## About this exercise
Each line in the records below, from the one that contains "PR #22659, opened 2022-10-23" to the one that contains "# FIX Use default", should be reproduced exactly, the first and last included.

## Dataset entries
-- Opening Marker --

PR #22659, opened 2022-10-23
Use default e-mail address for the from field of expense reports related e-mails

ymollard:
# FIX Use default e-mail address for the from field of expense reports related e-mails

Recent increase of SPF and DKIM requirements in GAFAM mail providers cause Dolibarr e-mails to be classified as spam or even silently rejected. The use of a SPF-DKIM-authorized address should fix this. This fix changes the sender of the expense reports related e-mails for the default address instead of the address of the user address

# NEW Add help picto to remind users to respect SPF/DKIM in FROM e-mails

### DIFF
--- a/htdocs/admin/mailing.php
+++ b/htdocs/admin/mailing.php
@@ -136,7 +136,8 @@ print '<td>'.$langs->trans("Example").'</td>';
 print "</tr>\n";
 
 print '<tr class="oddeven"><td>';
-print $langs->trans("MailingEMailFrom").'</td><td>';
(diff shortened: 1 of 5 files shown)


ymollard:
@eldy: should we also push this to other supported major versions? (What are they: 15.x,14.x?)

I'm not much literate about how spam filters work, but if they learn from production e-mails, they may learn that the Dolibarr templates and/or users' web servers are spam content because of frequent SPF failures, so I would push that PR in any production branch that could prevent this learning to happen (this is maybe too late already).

-- Closing Marker --
-- Opening Marker --

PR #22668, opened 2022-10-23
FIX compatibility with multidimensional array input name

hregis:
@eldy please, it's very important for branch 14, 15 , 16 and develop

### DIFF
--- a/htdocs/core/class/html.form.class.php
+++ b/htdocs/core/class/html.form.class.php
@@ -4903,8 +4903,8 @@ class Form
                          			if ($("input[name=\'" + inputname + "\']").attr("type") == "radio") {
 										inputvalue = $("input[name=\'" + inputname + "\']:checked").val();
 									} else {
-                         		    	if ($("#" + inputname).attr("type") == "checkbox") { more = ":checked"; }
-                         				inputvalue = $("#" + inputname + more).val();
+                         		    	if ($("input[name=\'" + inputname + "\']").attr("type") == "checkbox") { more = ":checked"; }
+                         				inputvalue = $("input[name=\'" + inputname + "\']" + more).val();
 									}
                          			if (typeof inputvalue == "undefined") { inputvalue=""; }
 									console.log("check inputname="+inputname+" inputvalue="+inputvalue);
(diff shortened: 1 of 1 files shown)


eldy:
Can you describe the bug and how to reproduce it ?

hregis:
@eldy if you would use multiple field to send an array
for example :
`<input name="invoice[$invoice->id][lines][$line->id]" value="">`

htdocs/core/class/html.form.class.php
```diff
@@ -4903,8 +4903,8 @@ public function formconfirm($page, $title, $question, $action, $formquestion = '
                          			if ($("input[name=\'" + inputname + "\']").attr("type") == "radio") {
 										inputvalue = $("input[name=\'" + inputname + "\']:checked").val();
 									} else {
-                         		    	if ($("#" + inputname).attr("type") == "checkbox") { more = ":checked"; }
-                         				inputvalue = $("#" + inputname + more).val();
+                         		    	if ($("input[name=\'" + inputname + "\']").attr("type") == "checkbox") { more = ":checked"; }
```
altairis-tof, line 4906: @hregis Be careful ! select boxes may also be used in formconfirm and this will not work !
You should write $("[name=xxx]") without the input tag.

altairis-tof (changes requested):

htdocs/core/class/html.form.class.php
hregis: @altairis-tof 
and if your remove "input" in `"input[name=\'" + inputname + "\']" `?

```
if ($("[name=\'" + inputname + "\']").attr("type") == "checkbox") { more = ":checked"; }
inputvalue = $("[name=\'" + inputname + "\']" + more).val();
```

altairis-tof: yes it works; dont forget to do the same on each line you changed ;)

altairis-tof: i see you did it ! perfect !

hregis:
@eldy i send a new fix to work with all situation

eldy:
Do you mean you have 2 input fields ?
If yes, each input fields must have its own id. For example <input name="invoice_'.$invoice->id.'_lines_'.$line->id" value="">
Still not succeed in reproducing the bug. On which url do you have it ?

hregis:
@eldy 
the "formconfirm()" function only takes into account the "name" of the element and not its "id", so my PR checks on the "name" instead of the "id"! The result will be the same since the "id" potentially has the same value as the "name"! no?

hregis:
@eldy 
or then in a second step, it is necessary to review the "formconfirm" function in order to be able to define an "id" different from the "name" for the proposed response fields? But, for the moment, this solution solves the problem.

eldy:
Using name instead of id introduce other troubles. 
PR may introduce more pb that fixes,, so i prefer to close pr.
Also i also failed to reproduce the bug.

-- Closing Marker --
-- Opening Marker --

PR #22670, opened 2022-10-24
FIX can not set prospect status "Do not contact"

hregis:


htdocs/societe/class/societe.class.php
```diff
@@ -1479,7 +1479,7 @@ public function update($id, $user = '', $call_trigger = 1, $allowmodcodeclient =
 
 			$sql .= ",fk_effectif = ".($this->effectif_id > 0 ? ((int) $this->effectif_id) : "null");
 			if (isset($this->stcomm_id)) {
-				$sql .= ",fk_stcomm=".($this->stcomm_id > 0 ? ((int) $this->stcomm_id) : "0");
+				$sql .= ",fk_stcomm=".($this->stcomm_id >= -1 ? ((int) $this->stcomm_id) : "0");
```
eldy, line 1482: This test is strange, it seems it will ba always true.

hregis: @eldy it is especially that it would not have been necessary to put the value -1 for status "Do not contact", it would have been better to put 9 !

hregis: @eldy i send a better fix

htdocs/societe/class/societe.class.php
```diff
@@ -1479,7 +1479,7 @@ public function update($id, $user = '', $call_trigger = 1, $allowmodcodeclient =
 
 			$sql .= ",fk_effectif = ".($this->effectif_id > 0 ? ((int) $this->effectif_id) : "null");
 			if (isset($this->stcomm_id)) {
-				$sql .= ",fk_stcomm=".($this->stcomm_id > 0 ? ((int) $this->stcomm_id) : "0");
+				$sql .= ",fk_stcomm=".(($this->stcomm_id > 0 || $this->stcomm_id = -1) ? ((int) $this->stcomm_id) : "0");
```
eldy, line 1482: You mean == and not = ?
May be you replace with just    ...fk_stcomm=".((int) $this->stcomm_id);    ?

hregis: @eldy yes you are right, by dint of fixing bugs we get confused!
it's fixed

-- Closing Marker --

## Task result
PR #22659, opened 2022-10-23
Use default e-mail address for the from field of expense reports related e-mails

ymollard:
# FIX Use default e-mail address for the from field of expense reports related e-mails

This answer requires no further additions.